Passau to Inzell

Hallelujah! It has stopped raining. In fact, as I write this on a fantastic campsite on the famous Danube bends, a mile or more from the nearest road, I am almost in need of a sunhat!

But overnight the floodwaters in Passau lived up to expectations. They peaked at 7.8 m above normal on the Danube and 5.2 m above normal on the Inn. What this meant in real money was that we couldn’t get out of the front door of our hotel!

Flood water lapping at out hotel - the blue/grey building facing the camera
Flood water lapping at out hotel – the blue/grey building facing the camera
Helen beside the river Inn
Helen beside the river Inn

Passau is a lovely town, very small and narrow. But it is a real tourist magnet, with bus loads and huge boat loads of tourists blocking pavements and hotel beds. Despite this we spent a lovely morning wandering round and drinking coffee. But then it was time to get back to the cycling. Both bikes needed a good clean and more oil after yesterday’s adventures in farmer’s fields and it was fun doing this right outside the posh hotel with throngs of tourists milling past! Then we set off across the bridge over the Inn and on down the Danube on the south bank. After a couple of miles this took us into Austria, our fourth country and, by coincidence, almost exactly 1000 miles of cycling.

Arriving in Austria
Arriving in Austria

We have spent the afternoon in sunshine, pedalling gently down the river. After 25 miles or so the river abruptly turns round and heads back in the opposite direction for about a mile, before doing exactly the same thing again. I don’t know why it does so, but I can see some sandstone cliffs poking through the trees, and some limestone ones, so I think it that a lump of harder sandstone may have something to do with it! You might also think that such perverse behaviour might frustrate the interpid cyclist intent on reaching Vienna but, actually, cycling back the way we came, in such dramatic and beautiful circumstances was great fun!

Part of the Danube bend
Part of the Danube bend

The Danube bends are a famous beauty spot – not least because the riverside roads don’t come through here. The river banks are about 200 feet tall and heavily wooded. Just after the second bend, and in the middle of the nature reserve, is our present campsite at Inzell.

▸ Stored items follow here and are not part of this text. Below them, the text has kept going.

PR #285, opened 2015-05-04
vtk: Fixed build.sh: Use "sed -i" instead of non-existent $REPLACE command

stuarteberg:
vtk: Fixed build.sh: Use "sed -i" instead of non-existent $REPLACE command


ccordoba12:
Thanks! Merging :-)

This is a truly beautiful spot. I remember finding it about a year ago when researching the trip and deciding that it was a place we must camp for the night. It has exceeded expectations.

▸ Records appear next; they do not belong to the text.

PR #287, opened 2015-05-04
vtk: Build with Qt and PyQt extensions.

stuarteberg:
I'm not 100% sure if this PR is ready to be accepted as-is.  I'm hoping for some guidance.

Background: VTK can optionally be configured to build special Qt-based extensions, and furthermore, one can build PyQt (sip) bindings for them.  The current version of the Anaconda `vtk` package does not include the Qt extensions.

Fortunately, adding them to the build is easy.  My only question is about how to express the dependencies properly in `meta.yaml`.  For now, I simply made `qt` and `pyqt` **build** dependencies, but omitted them from the **run** dependencies.  This way, users who don't need vtk-qt interop don't need to install qt.  (They'll have an extra file in their `lib` directory (`libvtkQtPythonD.so`), but so what?) But users who _do_ want the interop can simply install `vtk` and `pyqt` separately, and then everything works just fine.

If I understand correctly, this is the sort of situation a conda "feature" might be used for.  But I don't know exactly how that works.  Is it really necessary to do that in this case, or is this simple solution good enough?

**Edit:** See also: https://groups.google.com/a/continuum.io/d/msg/anaconda/Q0XyziKE-f8/bkoQN2FtBQAJ


vtk/meta.yaml
```diff
@@ -12,12 +12,14 @@ source:
...
 build:
-  number: 1                                  [linux]
+  number: 2                                  [linux]
 
 requirements:
   build:
     - cmake                                  [linux]
     - python
+    - qt
+    - pyqt
```
ccordoba12: Only `pyqt` is necessary here because it'll bring `qt` as a dependency.

vtk/run_test.py
```diff
@@ -12,3 +12,8 @@
 import vtk.vtkViewsPython
 import vtk.vtkVolumeRenderingPython
 import vtk.vtkWidgetsPython
+
+# Qt extension
+import vtk.QVTKWidget
+import vtk.QVTKWidget2
+import vtk.vtkQImageToImageSource
```
ccordoba12: if `pyqt` is not added as a runtime dependency, then I think these tests are going to fail.

stuarteberg: Whoops, nice catch.  I'll add `pyqt` as a test dependency.

ccordoba12:
I don't know what to answer about your question.

@asmeurer, do you have something to say?

vtk/meta.yaml
stuarteberg: Yeah, it's a matter of style.  Technically, I'm adding two extensions to the VTK build: One needs Qt (only), and the other needs PyQt (and Qt).  I suppose an analogy would be if I had a Python C-extension module that used the Python HDF5 API **and** also used h5py in a few places.  Would I list only `h5py` in that case?

ccordoba12: I'm just saying that, as far as conda is involved, adding `pyqt` is enough because that dependency will pull `qt` by default.

stuarteberg: OK, done.

frol:
It seems just like matplotlib case: the built package can work without Qt, but also provide extended features when Qt is available. I want to understand whether there is an issue with creating `-qt`-suffixed meta-package with `run: - pyqt` requirement.

ccordoba12:
@stuarteberg, I'm in charge of VTK now, and I think if we want this functionality, `pyqt` should be also a runtime dep.

Else, it'd very hard for people to discover that VTK has support for Qt. What do you think?

stuarteberg:
>I'm in charge of VTK now, and I think if we want this functionality, pyqt should be also a runtime dep.

Qt is a somewhat heavy dependency (about the same as VTK).  So adding that qt dependency for people who don't need it doubles the size-on-disk from ~170 MB to ~340 MB.  I guess that's not a huge deal, but it seems unnecessary.

>Else, it'd very hard for people to discover that VTK has support for Qt.

I think most people would discover the VTK-Qt by browsing VTK's documentation.  When they try it for the first time, they'll get a an import error complaining about Qt not being available.  I think the natural thing to do in that case would be to say "hmm, maybe I should install Qt and try again..."

But I don't know.  You have way more experience responding to questions from typical conda users, so I could be wrong.  I certainly won't complain no matter which decision you make.

stuarteberg:
On an unrelated note: this VTK recipe is for VTK 5.  VTK 6 introduces breaking changes (and drops support for the PyQt bindings altogether, I think...).  If you ever upgrade this recipe to VTK6, I think VTK 5 users will appreciate continued maintenance for this old version.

View from the Inzell campsite
View from the Inzell campsite

But there is a postscript! We were warned, when we arrived, that they were expecting ‘40 to 60 Italian campers’ that evening and we had seen them, earlier in the day, cycling on the opposite bank. We pitched our tent in what we hoped would be a quiet corner of the smallish field and waited. But when the cyclists arrived, no tents were erected. Some time went by – and then a couple of large white camper vans made there way up the tiny access lane and into the field, parking up tight together. And then two more. And so on, until we realised that for every cyclist there was a huge white camper van and driver. Why didn’t we think of that? It turned out that it is possible to get 22 camper vans into the field – though highly entertaining in the recently-flooded and still wet bits – but it did somewhat take the edge off our rural idyll!

Helen’s track of the day: Fat Boy Slim, Demons, as a marker that the stresses of the last 12 months are well and truly behind me.With thanks to Daniel again for putting this on my playlist for the trip!